- [Task to complete]
Repeat the lines beginning at the one with "Issue #833, opened 2021-05-14" and running to the end of the material, keeping the first and last of them, exactly as they appear.

- [The data]
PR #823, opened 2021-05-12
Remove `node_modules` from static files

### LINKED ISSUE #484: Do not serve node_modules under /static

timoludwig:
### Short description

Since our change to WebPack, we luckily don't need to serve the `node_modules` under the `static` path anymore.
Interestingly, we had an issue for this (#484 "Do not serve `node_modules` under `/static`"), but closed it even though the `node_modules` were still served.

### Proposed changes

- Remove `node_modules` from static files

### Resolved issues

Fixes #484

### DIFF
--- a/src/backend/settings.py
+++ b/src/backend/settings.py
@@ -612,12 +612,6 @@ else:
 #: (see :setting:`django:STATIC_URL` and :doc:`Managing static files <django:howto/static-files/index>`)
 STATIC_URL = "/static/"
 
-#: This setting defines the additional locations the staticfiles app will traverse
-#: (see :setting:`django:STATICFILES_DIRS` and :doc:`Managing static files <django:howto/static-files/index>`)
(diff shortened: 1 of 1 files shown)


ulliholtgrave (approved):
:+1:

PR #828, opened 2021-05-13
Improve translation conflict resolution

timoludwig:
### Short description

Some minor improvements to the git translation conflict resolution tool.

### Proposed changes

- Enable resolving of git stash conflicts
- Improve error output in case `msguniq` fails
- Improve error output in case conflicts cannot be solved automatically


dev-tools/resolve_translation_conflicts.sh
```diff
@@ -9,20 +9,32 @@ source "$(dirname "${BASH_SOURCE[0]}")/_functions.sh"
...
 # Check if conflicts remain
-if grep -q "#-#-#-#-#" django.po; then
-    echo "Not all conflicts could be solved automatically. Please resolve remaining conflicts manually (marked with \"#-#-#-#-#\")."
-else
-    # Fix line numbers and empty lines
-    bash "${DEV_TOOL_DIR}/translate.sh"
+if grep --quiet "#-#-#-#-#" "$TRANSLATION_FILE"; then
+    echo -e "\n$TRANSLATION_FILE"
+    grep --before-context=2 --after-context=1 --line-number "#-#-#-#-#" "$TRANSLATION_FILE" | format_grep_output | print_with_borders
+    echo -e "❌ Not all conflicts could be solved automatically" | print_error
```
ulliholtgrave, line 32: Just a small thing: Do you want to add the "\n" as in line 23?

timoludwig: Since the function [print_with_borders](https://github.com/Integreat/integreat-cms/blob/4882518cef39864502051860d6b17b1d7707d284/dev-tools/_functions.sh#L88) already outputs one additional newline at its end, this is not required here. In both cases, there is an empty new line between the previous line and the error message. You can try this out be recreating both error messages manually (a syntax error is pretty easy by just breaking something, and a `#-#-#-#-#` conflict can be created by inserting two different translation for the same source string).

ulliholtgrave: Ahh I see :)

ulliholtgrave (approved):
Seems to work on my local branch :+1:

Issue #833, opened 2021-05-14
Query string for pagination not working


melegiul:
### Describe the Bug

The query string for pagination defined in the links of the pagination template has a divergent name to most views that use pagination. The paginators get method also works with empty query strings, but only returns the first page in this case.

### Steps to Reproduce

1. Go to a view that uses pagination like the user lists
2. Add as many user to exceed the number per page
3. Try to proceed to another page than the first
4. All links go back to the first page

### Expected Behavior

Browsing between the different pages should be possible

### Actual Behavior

- [Result]
Issue #833, opened 2021-05-14
Query string for pagination not working


melegiul:
### Describe the Bug

The query string for pagination defined in the links of the pagination template has a divergent name to most views that use pagination. The paginators get method also works with empty query strings, but only returns the first page in this case.

### Steps to Reproduce

1. Go to a view that uses pagination like the user lists
2. Add as many user to exceed the number per page
3. Try to proceed to another page than the first
4. All links go back to the first page

### Expected Behavior

Browsing between the different pages should be possible

### Actual Behavior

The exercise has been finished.